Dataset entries
━━━━━━━━━━━━━━━━━━━━━━━━━━━━━━

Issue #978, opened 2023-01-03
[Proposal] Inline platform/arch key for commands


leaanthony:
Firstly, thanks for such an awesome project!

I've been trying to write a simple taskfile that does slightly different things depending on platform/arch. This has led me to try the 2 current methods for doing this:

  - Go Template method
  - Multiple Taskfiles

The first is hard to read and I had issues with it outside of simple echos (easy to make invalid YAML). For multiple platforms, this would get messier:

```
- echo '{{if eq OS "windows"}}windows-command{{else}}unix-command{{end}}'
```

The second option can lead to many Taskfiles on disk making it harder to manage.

━━━━━━━━━━━━━━━━━━━━━━━━━━━━━━

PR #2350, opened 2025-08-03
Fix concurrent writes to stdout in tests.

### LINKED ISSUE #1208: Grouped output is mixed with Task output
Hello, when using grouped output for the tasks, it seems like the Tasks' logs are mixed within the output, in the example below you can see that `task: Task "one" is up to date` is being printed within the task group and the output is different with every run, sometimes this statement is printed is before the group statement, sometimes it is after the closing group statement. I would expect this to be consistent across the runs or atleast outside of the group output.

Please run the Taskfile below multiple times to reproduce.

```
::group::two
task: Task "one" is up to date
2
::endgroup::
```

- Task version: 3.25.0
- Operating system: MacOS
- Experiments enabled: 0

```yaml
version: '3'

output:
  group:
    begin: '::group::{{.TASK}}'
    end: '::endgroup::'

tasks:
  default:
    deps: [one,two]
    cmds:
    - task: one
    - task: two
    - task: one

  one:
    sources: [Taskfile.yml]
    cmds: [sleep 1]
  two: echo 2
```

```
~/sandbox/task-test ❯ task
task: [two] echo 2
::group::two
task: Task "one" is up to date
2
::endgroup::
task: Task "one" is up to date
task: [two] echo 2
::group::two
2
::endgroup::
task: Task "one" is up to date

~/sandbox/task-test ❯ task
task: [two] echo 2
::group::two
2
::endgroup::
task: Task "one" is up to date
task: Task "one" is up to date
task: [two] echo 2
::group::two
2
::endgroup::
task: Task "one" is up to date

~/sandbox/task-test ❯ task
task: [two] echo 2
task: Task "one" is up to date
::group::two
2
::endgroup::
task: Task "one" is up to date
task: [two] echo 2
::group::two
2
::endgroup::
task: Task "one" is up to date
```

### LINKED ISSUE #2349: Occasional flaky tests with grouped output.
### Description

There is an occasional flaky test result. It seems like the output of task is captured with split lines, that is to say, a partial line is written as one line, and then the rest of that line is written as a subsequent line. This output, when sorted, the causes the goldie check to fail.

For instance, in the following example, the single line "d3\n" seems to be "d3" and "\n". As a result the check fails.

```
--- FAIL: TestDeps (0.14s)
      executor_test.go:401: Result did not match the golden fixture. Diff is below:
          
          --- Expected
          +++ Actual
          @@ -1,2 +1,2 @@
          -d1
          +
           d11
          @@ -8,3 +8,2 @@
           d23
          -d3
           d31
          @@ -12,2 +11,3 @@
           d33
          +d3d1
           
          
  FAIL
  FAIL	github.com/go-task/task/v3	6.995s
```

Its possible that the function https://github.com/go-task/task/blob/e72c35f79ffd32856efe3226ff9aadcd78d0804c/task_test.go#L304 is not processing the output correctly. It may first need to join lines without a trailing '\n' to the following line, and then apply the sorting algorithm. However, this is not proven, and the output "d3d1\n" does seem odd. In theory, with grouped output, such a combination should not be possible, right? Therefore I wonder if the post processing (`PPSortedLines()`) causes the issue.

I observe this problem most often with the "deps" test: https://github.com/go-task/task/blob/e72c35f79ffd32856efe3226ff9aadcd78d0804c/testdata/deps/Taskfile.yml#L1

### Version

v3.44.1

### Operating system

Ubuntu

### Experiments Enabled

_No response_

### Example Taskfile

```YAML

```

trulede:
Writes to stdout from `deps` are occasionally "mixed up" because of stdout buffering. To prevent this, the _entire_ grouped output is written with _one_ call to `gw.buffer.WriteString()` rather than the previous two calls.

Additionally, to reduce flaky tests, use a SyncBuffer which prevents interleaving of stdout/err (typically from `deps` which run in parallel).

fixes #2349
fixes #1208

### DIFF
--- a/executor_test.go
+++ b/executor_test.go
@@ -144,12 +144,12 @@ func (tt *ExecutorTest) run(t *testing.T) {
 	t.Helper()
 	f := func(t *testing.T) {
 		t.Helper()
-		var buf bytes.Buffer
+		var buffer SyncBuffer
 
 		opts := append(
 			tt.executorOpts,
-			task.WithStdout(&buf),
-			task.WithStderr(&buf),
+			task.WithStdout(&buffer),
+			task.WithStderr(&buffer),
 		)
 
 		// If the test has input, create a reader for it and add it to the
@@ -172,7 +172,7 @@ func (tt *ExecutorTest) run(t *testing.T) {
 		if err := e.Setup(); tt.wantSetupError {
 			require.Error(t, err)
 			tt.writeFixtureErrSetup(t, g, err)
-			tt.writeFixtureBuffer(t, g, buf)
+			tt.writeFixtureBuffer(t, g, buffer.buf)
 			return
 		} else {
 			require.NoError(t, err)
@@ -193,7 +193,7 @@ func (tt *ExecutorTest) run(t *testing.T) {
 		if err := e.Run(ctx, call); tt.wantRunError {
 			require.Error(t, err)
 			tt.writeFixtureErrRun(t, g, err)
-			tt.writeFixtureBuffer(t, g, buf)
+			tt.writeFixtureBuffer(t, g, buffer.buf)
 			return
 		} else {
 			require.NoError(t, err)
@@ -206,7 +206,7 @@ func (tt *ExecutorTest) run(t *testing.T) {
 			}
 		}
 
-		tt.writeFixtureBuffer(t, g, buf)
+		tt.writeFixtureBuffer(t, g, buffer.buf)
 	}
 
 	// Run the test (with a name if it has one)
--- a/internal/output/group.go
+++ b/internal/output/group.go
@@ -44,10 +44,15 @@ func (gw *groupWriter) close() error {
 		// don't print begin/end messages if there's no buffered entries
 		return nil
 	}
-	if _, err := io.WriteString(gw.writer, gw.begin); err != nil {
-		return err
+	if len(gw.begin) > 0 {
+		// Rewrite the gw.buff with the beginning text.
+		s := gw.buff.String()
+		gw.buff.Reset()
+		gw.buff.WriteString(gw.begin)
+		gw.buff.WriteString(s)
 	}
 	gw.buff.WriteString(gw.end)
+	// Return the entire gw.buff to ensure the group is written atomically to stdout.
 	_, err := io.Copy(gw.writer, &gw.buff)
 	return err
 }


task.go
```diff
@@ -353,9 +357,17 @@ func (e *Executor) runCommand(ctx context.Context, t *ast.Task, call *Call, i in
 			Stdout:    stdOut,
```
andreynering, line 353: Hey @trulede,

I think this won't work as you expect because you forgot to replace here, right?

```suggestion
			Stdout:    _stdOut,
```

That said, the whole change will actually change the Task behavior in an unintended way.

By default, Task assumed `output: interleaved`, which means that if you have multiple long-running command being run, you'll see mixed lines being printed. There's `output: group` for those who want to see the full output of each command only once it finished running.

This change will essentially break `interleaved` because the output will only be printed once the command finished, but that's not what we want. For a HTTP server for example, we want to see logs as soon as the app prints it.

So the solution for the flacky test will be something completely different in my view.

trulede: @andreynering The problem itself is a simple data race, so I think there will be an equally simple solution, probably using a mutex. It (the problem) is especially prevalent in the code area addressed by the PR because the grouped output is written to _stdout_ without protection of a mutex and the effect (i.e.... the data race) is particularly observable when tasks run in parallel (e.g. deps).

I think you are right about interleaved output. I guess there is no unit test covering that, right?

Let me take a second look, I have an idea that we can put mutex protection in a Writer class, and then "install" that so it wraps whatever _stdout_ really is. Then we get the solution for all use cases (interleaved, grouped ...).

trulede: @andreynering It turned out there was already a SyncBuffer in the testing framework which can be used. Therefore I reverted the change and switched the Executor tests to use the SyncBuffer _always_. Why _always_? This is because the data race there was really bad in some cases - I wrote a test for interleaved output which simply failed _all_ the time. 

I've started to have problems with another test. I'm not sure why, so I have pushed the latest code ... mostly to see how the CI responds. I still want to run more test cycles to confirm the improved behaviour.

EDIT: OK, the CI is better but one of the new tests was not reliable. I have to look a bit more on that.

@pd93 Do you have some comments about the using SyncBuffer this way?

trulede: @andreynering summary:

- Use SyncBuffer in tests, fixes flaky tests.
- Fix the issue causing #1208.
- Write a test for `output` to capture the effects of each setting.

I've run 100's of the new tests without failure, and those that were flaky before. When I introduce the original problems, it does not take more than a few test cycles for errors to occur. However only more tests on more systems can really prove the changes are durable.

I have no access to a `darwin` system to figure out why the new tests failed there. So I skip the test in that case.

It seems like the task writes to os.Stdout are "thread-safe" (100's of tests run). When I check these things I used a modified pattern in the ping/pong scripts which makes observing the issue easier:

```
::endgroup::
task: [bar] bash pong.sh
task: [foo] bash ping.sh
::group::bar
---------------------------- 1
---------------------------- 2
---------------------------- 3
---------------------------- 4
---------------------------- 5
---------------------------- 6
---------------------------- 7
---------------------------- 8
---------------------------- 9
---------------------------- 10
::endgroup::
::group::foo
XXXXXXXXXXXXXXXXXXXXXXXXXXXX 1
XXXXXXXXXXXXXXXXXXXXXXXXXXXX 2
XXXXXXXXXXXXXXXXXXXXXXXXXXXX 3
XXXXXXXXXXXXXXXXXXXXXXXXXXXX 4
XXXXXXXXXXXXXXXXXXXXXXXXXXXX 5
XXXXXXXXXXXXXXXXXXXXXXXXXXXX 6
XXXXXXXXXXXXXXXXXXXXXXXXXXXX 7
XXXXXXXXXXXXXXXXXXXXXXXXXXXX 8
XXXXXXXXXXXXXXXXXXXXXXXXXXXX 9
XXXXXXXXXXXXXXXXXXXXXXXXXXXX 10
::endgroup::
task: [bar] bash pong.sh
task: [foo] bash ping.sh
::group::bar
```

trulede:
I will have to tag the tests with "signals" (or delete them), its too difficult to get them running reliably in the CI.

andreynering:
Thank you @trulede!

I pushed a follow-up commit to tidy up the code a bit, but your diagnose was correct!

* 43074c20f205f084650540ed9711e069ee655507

━━━━━━━━━━━━━━━━━━━━━━━━━━━━━━

» EXERCISE GOAL
State how many lines of the data include the word "However", with nothing else.

» WRITTEN ANSWER
2